--- Data extracts Enclosed Below ---

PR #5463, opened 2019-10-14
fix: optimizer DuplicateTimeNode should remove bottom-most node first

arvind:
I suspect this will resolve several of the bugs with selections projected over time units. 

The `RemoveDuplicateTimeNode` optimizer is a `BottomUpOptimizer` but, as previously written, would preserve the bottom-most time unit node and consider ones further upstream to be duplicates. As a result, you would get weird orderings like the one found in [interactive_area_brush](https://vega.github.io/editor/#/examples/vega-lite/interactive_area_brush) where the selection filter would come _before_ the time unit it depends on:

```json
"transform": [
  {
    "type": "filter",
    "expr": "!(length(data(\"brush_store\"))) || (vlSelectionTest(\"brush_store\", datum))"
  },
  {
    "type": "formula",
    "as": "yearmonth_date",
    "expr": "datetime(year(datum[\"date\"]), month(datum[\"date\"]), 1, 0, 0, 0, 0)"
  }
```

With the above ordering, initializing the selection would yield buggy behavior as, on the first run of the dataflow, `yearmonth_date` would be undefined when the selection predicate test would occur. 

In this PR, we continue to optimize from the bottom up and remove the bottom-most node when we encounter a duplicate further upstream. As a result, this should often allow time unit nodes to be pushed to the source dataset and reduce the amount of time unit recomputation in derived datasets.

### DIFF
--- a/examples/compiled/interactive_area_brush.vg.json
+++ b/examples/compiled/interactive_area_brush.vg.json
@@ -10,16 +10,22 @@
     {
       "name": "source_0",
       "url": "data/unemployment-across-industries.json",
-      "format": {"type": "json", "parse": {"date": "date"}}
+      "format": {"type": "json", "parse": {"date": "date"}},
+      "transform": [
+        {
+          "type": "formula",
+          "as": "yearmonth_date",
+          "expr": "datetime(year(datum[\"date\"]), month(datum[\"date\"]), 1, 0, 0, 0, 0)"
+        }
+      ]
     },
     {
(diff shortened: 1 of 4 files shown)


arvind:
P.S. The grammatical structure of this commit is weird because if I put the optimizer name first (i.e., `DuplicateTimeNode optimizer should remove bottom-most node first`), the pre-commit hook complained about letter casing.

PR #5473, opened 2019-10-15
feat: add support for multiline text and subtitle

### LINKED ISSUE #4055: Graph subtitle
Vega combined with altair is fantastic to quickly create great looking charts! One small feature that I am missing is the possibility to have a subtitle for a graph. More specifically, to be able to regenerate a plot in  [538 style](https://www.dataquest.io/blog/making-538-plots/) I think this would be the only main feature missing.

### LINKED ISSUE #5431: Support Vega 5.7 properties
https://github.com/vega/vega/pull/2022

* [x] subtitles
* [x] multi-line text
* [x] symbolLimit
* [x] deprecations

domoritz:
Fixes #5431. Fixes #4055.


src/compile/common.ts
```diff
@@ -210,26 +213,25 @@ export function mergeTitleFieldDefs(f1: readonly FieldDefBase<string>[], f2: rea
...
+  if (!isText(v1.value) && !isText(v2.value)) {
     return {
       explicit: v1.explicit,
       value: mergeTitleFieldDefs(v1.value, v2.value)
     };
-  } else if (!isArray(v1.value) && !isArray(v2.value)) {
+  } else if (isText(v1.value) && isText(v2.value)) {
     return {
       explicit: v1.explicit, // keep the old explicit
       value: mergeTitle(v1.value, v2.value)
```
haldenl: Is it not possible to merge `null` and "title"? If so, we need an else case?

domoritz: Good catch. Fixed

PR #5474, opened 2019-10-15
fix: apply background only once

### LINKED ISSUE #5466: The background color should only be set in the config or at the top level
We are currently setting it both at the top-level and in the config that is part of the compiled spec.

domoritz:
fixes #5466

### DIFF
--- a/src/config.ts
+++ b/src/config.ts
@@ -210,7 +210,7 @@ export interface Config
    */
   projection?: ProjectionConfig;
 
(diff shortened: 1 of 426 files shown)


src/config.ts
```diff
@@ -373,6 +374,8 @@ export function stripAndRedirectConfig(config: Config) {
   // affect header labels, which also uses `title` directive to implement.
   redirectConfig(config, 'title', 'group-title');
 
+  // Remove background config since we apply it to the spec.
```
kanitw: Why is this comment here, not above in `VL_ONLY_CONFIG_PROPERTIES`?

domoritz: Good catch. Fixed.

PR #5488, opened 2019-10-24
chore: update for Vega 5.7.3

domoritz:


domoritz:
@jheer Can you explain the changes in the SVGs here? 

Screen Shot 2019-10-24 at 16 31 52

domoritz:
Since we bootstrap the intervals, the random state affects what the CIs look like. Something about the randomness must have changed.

--- End of Enclosed Data extracts ---

Assignment - How many lines of the listing above include the word "apply"? Reply with the number alone.

Response to the exercise - 2